Yep, a cheap Seiko 5 off ebay is your best bet I think..


----------



## en5gcs (Oct 15, 2007)

Thanks very much!

For some reason I have never discovered the Seiko 5s - now do I go for an ugly one that I don't mind dismantling, or one that looks good enough to wear...


----------



## grey (Apr 29, 2006)

en5gcs said:


> Thanks very much!
> 
> For some reason I have never discovered the Seiko 5s - now do I go for an ugly one that I don't mind dismantling, or one that looks good enough to wear...


They used to say if you can remember the 1960s, you weren't there.
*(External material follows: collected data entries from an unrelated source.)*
Issue #316, opened 2019-01-22
Restored state does not populate nextEvents


kristhetraj:
## Description:

When persisting and then restoring state the nextEvents property is empty. However after doing a transition on the restored machine/state the nextEvents property is correct:

```js
const machine = newMachine();
const savedState = JSON.stringify(machine.initialState);
const restoredStateDef = JSON.parse(savedState);
const restoredState: State<{ claim: any }, any> = State.create(
    restoredStateDef
);
const restoredMachine = interpret(newMachine()).start(restoredState);
const currentState = restoredMachine.machine.transition(
    restoredState, 
    Transition.next
);
```

## (Bug) Actual result:

Here are my console logs from the various states:

```
machine.initialState.nextEvents [ 'next' ]
restoredState.nextEvents []
restoredMachine.state.nextEvents []
currentState.nextEvents [ 'previous', 'next' ]
```

davidkpiano:
Please provide a full reproducible example, including machine definition.

kristhetraj:
Hello, demo in sandbox: https://codesandbox.io/s/505rj518nl

davidkpiano:
This is working as expected - the `nextEvents` are determined by the state machine itself (through the private `state.tree`) and this has the potential to make the saved state very large, especially when there are many event and other state nodes.

We can probably have something like...

```js
// Tentative API
// instead of State.create(...)
const restoredState = machine.resolveState(restoredStateDef);
```

Which will use the machine to determine the `state.tree`, which will provide `nextEvents`, etc.

bradwoods:
This caught me out as well. I'vm working on a project that uses the nextEvents property to render buttons in the UI & makes use of save/ restore state when a user logs in/out. It would be helpful to have a method that restored a machine to exactly what it was.

geddski:
ran into this snag too. going to try the workaround.

geddski:
hmm it's easy enough to persist the `nextEvents` to localstorage etc, but there doesn't seem to be a way to set them on a state node (getter only)?

davidkpiano:
@geddski You can do this:

```js
const persistedState = Object.defineProperty(state, 'nextEvents', {
  value: state.nextEvents
});
```

as a workaround.

geddski:
@davidkpiano smart! 💯

davidkpiano:
The `machine.resolveState(state)` API is implemented in master and will be documented 🔜

davidkpiano:
[...]

PR #393, opened 2019-03-20
(docs) added the recommended way to restore states with machine.resolveState()

loque:
In [#316](https://github.com/davidkpiano/xstate/issues/316) it was identified a problem with the rehydration of `State`s. The fix is already implemented with `machine.resolveState(...)` so I modified the documentation reflecting this changes.

### DIFF
--- a/docs/guides/states.md
+++ b/docs/guides/states.md
@@ -138,7 +138,7 @@ try {
 }
 ```
 
-State can be restored (i.e., rehydrated) using the static `State.create(...)` method and resolved using the public `machine.resolveState(...)` method:
+State can be restored using the static `State.create(...)` method and resolved using the public `machine.resolveState(...)` method:
 
 ```js
 import { State, interpret } from 'xstate';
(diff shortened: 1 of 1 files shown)


davidkpiano:
This will not work exactly as you outlined - `machine.resolveState()` requires a `State` instance, so you'd still have to do this:

```js
const restoredState = State.create(restoredStateDef);
const resolvedState = machine.resolveState(restoredState);
```

If that seems a bit boilerplate-y, you're right. It's assumed that developers would restore state directly with an interpreter:

```js
const restoredState = State.create(restoredStateDef);

// ...

// This will internally call machine.resolveState(restoredState);
service.start(restoredState);
```

loque:
Oh I get it now. Based on what you explained [here](https://github.com/davidkpiano/xstate/issues/316#issuecomment-474636417) I understand that currently is necessary to use `machine.resolveState()`.
Should I document the current behavior and come back when 4.4 is released to update the docs or document both ways explaining that the automatic resolution with `service.start()` will be available in 4.4?

loque:
Let me know if you prefer to add a heads up about the automatic resolution in 4.4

If you look at most Seiko 5s from the 1970s, you'll be glad you weren't there.









There's plenty around to exterminate. I'll have a look at mine and see if there's anything suitable to dismantle.


----------



## Alf92 (Oct 21, 2016)

Hello,

I have a little question about the 7s26 movment :

On a new Seiko 5, the rotor bearing seems to have a large play when I gently shake the watch verticaly.
Is it normal ?
If yes, is it not it a problem for the longevity of the watch ?
If not, is there a way to fix it properly without changing for a new rotor ?

Thank you very much for your answer !

(And sorry for my poor english speaking


----------



## IAmATeaf (Dec 4, 2011)

The rotor on my skx009 has some vertical play but it's never caused any issues. No idea why it's like this except maybe for added shock protection which would allow lateral movement.


----------



## ramrod (Nov 4, 2016)

i have a seiko case that i bought recently. i put in a 7s26 movement and a russian pilot dial to make a reasonably nice pilot watch. when i spin it to wind it, i can hear the rotor clicking against something. sure enough - the rotor bearings are shot. i have bought a number of assorted spare movements from a seller from the phillipines (ramon) on fleabay. it was about $14 for 13 assorted movements (plus freight). the movement that i was gonna use as the donor also had a bad rotor.

my cure for this problem is to buy more spare movements. some of them have got to have a good rotor.


----------